What you should do – Below are records; work out how many of their lines hold the string "PairPotentialTabulator" and give that number alone.

Saved data entries:

Issue #65, opened 2021-05-12
Move neighbor buffer to pair potentials


mphoward:
The `neighbor_buffer` option for initialization does not make a ton of sense. It would be better to add it as a required argument of the tabulated pair potentials.

PR #77, opened 2021-10-20
Refactor neighbor buffer parameter

adisr04:
Move `neighbor_buffer` parameter from `simulate` initialization operations to `PairPotentialTabulator`. Addresses #65

### DIFF
--- a/relentless/simulate/simulate.py
+++ b/relentless/simulate/simulate.py
@@ -402,10 +402,7 @@ class PairPotentialTabulator(PotentialTabulator):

Result of the exercise – 2